7. Down‐regulation of Myc‐ACβ‐iKD in the absence of ACα after 8 days in presence of ATc leads to the formation of smaller plaques compared with non‐treated parasites or ACα‐KO parasites.

Data information: Scale bars = 2.5 mm.

Figure 7. Cellular localisation of cAMP and cGMP signalling components possibly involved in egress

1. A–D

   Localisation of PDE1‐3Ty (A), PDE2‐3Ty (B), GCα‐3Ty (C) and PKG‐3Ty (D) shown by IFA using an anti‐Ty antibody. Antibodies against GAP45, IMC1, cb‐GFP and myc‐GAP70 were used as markers of the plasma membrane, IMC, residual body and apical pole, respectively.

2. E

   Western blot analysis indicates that GCα‐3Ty is present in three distinct isoforms. A PKG‐3Ty Western blot also shows three immune reactive isoforms. Catalase or actin was used as loading controls and ΔKu80 as the parental strain.

3. F

   PKG‐3Ty parasites were solubilised in either PBS or 1% Triton X‐100 (TX100) and split into soluble (S) and pellet (P) fractions. Total lysate is also shown.

4. G, H

   The signal of Myc‐ACβ‐iKD followed by IFA (G) or Western blot (H) after 48 h ± ATc.

5. I

   Invasion of ACα‐KO tachyzoites or Myc‐Acβ‐iKD after 48 h ± ATc is not affected. However, addition of ATc for 48 h reduces the invasion efficiency of ACα‐KO/Myc‐Acβ‐iKD (data are from three independent biological replicates). Error bars represent ±SD for 100 vacuoles counted in triplicate from three biological replicates.

6. J

   As for destabilisation of PKAc1‐iKD or stabilisation of DDmyc‐PKArG321E‐Ty, ACα‐KO/Myc‐Acβ‐iKD tachyzoites treated with ATc for 33 or 40 h, invade and exit the monolayer of HFF cells leading to lysis, while the non‐treated parasites invade and initiate a new lytic cycle.
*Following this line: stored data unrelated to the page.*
PR #496, opened 2015-01-11
Preliminary native SSL support

tarcieri:
This adds two options which can be used to configure SSL support:

* ssl: (true/false) - Enable SSL for this connection
* ssl_params: (Hash) - Params to OpenSSL::SSL::SSLContext to provide. Each param must be a method name on the OpenSSL::SSL::SSLContext object.

It can be used like follows:

```Ruby
Redis.new(:host => "127.0.0.1", :port => 6379, :ssl => true)
```


badboy:
build failures are unrelated to your changes. Seems like some of the test environments have a super new Redis already with Quicklist integrated. Also: we have the assertion argument order the wrong way which lead to this subtle unclear error message.

djanowski:
@badboy Your fix for the unrelated failure is in, so @tarcieri can merge master here.

I wonder if this should be a different scheme in the URL? Like `redis+ssl`?

Also, I'd like to add some tests to this. Let me know if you can do it or I'll do it.

badboy:
`redis+ssl` instead of `:ssl => true`?

Before this can be merged it definitely needs tests and documentation.

tarcieri:
I'd also note that upstream support for SSL hasn't been merged into Redis yet, however the person working on it was blocked on having Ruby support so I went ahead and made this.

tarcieri:
I'm also okay with something like `redis+ssl` as a URL in lieu of `:ssl => true`, but I would definitely like to have `:ssl_params` (we need to configure certificates and keys among other things)

djanowski:
I'll be delighted to revisit once SSL is supported by Redis. Thanks!

tarcieri:
@djanowski that's likely to be never given the state of [Redis #2178](https://github.com/antirez/redis/issues/2178) however this is still useful for anyone running an SSL terminating proxy on the Redis side as it means they don't have to run SSL terminating proxies on both sides.

djanowski:
I want to merge this but I'm thinking SSL should be supported in our two main drivers, Ruby and hiredis. @tarcieri can you look into that? I'm happy to add the missing tests etc

tarcieri:
@djanowski as I understand it, hiredis performs I/O operations in C and does not have native support for SSL, so I don't think hiredis+ssl is trivial unless there's native SSL support I'm unaware of

tarcieri:
This unceremoniously closed issue would seem to confirm that hiredis lacks SSL support:

https://github.com/antirez/redis/issues/675

tarcieri:
I just rebased on master. We'll see if the tests pass now...

djanowski:
Yeah, hiredis doesn't support SSL. What I meant is, can you try to add it?

tarcieri:
@djanowski no. That would require modifying hiredis's C source code, and integrating it with a library like OpenSSL, effectively closing https://github.com/antirez/redis/issues/675

The reason this patch is so small is because it's using a socket duck type in conjunction with the Ruby code.

There's a lot of other stuff this patch could probably use: documentation, tests, verifying hostnames(!), but I don't think a native hiredis SSL adapter is going to happen.

tarcieri:
Also this is passing on Travis but failing on CircleCI. The CircleCI failure seems unrelated: it can't start Redis?

tarcieri:
@djanowski anything I can do here to help get this merged?

tarcieri:
@djanowski to add a bit of urgency to this, it seems to be a blocker for getting SSL support merged upstream, as Redis uses redis-rb in its test suite...

djanowski:
Tests would be nice + explicit exception when trying to use ssl with a
driver other than ruby...

tarcieri:
@djanowski thanks!

What do you think about "redis+ssl" URLs as @badboy noted? (`rediss://`?)

Apparently this is a blocker for upstream Redis SSL support as `redis-rb` is part of the overall Redis test suite, so it'd be good to get this fixed!

badboy:
The [IANA uri scheme for Redis](http://www.iana.org/assignments/uri-schemes/prov/redis) lists `rediss:` as used by some clients already.

tarcieri:
We've been trying to terminate Redis client SSL natively at Square and have something internally that's working.

I just pushed 6a02e77 which should be much cleaner than my previous attempts. It adds `Redis::Connection::SSLSocket` which includes `Redis::Connection::SocketMixin`, and is used if the `rediss://` URI scheme is passed in.

Still no tests, but I think I could probably whip up a `MockSslRedisServer` or something to that effect which responds to `PING` messages, and make sure it's able to successfully send a ping through that.

djanowski:
> Still no tests, but I think I could probably whip up a `MockSslRedisServer` or something to that effect which responds to `PING` messages, and make sure it's able to successfully send a ping through that.

Sounds good!

tarcieri:
@badboy @djanowski I just pushed my latest changes to the PR, and I'd actually consider this complete aside from actually writing `test/ssl_test.rb`. I did the preliminary work on `test/support/redis_mock.rb` to add SSL support to `RedisMock::Server` so I can use it in tests as well.

We are running a monkeypatch of this against `redis-rb` in production now, and it seems to be working. If this looks good I can write `test/ssl_test.rb` (hardest part is generating all of the certs/keys needed for the test, which I'd want to do programmatically)

badboy:
Looks quite minimal in deed. I like that. Tests would be appreciated. I'll check the implementation later today. 
Test failures are Ruby 1.8.7 related, but not due to your changes (I'll take care of that ASAP)

djanowski:
Definitely option 2.

tarcieri:
Updated with client certs and tests. It seems the `IO::WaitReadable` API for non-blocking I/O was not standardized until 2.0.0, so for the time being the SSL tests target that unless I can figure out a backward compatible option.

Some of the tests are failing with `SSL_accept returned=1 errno=0 state=unknown state: unknown protocol`. Not sure why. Other than that I'd call this complete. I'll continue investigating the SSL errors.

tarcieri:
@badboy @djanowski tests are green now!

lib/redis/connection/ruby.rb
```diff
@@ -2,6 +2,7 @@
 require "redis/connection/command_helper"
 require "redis/errors"
 require "socket"
+require "openssl"
```
tarcieri: Of anything I could foresee actually causing problems it's this. How do you feel about a hard dependency on the OpenSSL extension? It's generally part of the standard library but I could see this causing problems for people who disable it...

tarcieri:
@badboy @djanowski I'd call this good to go now. It now raises `NotImplementedError` if you try to use the hiredis or synchrony drivers with SSL, and I also added documentation to the README.

lib/redis/connection/ruby.rb
indirect: Speaking from direct experience with Bundler, _tons_ of people have Ruby installed without being able to require `openssl`. 😕 Since Ruby will happily compile and install without any OpenSSL support, I suspect you'll want to `rescue LoadError` here.

tarcieri: All right, I'll add fallback support for if OpenSSL is unavailable

tarcieri: 38dd370 should ensure the absence of the OpenSSL extension is tolerated

tarcieri:
@badboy @djanowski okay one last update, it should now load on Rubies that do not have the OpenSSL extension enabled (however SSL will not work for obvious reasons)

I think this is finally complete. The "wip" label can be safely removed at this point :wink:

badboy:
Thanks for the work. I will check the code this week, so we hopefully can land this soon

tarcieri:
@badboy awesome, thanks!

badboy:
LGTM. Merge is up to @djanowski

tarcieri:
@djanowski WDYT?

djanowski:
Already merged in the 3.3 branch, we got stuck with a potential memory leak
(unrelated to this) before the release, but since we can't confirm it 100%,
I'll probably release today or tomorrow.
On Apr 16, 2016 18:48, "Tony Arcieri" <notifications@github.com> wrote:

@djanowski <https://github.com/djanowski> WDYT?

—
You are receiving this because you were mentioned.
Reply to this email directly or view it on GitHub
<https://github.com/redis/redis-rb/pull/496#issuecomment-210910577>

tarcieri:
@djanowski awesome, thanks! Great to hear it!

lib/redis/connection/ruby.rb
```diff
@@ -3,12 +3,22 @@
...
+
 class Redis
   module Connection
     module SocketMixin
 
       CRLF = "\r\n".freeze
 
+      # Exceptions raised during non-blocking I/O ops that require retrying the op
+      NBIO_EXCEPTIONS = [Errno::EWOULDBLOCK, Errno::EAGAIN]
+      NBIO_EXCEPTIONS << IO::WaitReadable if RUBY_VERSION >= "1.9.3"
```
nerdrew: @tarcieri Thoughts on using nio4r here instead of re-implementing the `IO.select` logic around `IO::WaitReadable` and `IO::WaitWritable`>

We are seeing `OpenSSL::SSL::SSLErrorWaitWritable` errors when writing large keys. cc @mdayaram

tarcieri:
```ruby
>> OpenSSL::SSL::SSLErrorWaitWritable.ancestors
 => [OpenSSL::SSL::SSLErrorWaitWritable, IO::WaitWritable, OpenSSL::SSL::SSLError, OpenSSL::OpenSSLError, StandardError, Exception, Object, Kernel, BasicObject]
```

That should be a `IO::WaitWritable`

Issue #486, opened 2014-12-10
How to rescue from DNS resolution errors in #quit safely?


tcrayford:
There's a case where you can get an exception calling `#quit` right now:

- if you're using the `hiredis` client
- and you are using DNS names instead of IP addresses to talk to your redis servers
- and dns resolution fails

The tricky part is, I can't work out how to catch this easily without patching `hiredis` - `hiredis` only offers up a `RuntimeError` when it can't resolve the DNS name.

Relevant stacktrace:

```
E, [2014-12-08T11:03:04.431005 #23177] ERROR -- : Name or service not known (RuntimeError)
ruby/2.1.0/gems/redis-3.0.6/lib/redis/connection/hiredis.rb:16:in `connect'
ruby/2.1.0/gems/redis-3.0.6/lib/redis/connection/hiredis.rb:16:in `connect'
ruby/2.1.0/gems/redis-3.0.6/lib/redis/client.rb:273:in `establish_connection'
ruby/2.1.0/gems/redis-3.0.6/lib/redis/client.rb:69:in `connect'
ruby/2.1.0/gems/redis-3.0.6/lib/redis/client.rb:292:in `ensure_connected'
ruby/2.1.0/gems/redis-3.0.6/lib/redis/client.rb:179:in `block in process'
ruby/2.1.0/gems/redis-3.0.6/lib/redis/client.rb:258:in `logging'
ruby/2.1.0/gems/redis-3.0.6/lib/redis/client.rb:178:in `process'
ruby/2.1.0/gems/redis-3.0.6/lib/redis/client.rb:84:in `call'
ruby/2.1.0/gems/redis-3.0.6/lib/redis.rb:103:in `block in quit'
ruby/2.1.0/gems/redis-3.0.6/lib/redis.rb:36:in `block in synchronize'
/opt/rubies/2.1.0/lib/ruby/2.1.0/monitor.rb:211:in `mon_synchronize'
ruby/2.1.0/gems/redis-3.0.6/lib/redis.rb:36:in `synchronize'
ruby/2.1.0/gems/redis-3.0.6/lib/redis.rb:101:in `quit'
```

djanowski:
So #506 should address this as well, right?

djanowski:
Resolved by #506.

PR #506, opened 2015-02-10
Add `Redis#disconnect!` as a public-API way of disconnecting.

djanowski:
This should address the fact that `Redis::Client` will eventually private and `Redis#client` will represent the `CLIENT` command.

### DIFF
--- a/lib/redis.rb
+++ b/lib/redis.rb
@@ -54,6 +54,11 @@ class Redis
     @original_client.connected?
   end
 
+  # Disconnect the client as quickly and silently as possible.
+  def disconnect!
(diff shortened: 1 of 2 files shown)


djanowski:
@badboy?

tcrayford:
This will still throw DNS connection errors when calling `disconnect` right? In which case it doesn't fix #485 or #486 at all

yaauie:
@tcrayford: I don't believe it will; the test verifies that `quit` is not sent.

tcrayford:
ahh, gotcha. Cool then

Data information: Scale bars = 2 μm.Source data are available online for this figure.

Figure 8. Geography of cyclic nucleotide signalling and functional relationship between cAMP and cGMP signalling to control pH‐dependent egress

In presence of cAMP produced by ACα and ACβ, active PKAc1 is released from its regulatory subunit PKAr anchored at the inner membrane complex by dual acylation. At low pH, PKAc1 activates an unidentified PDE leading to the degradation of cGMP and down‐regulation of PKG preventing parasite egress. Upon unidentified stimuli, PKAc1 activity is repressed and/or GCα activity stimulated to increase cGMP levels and activate PKG. PKG stimulates Ca²⁺ mobilisation from intracellular store and PLC activity to produce IP₃ and DAG leading to microneme secretion and gliding motility necessary for parasite egress and invasion.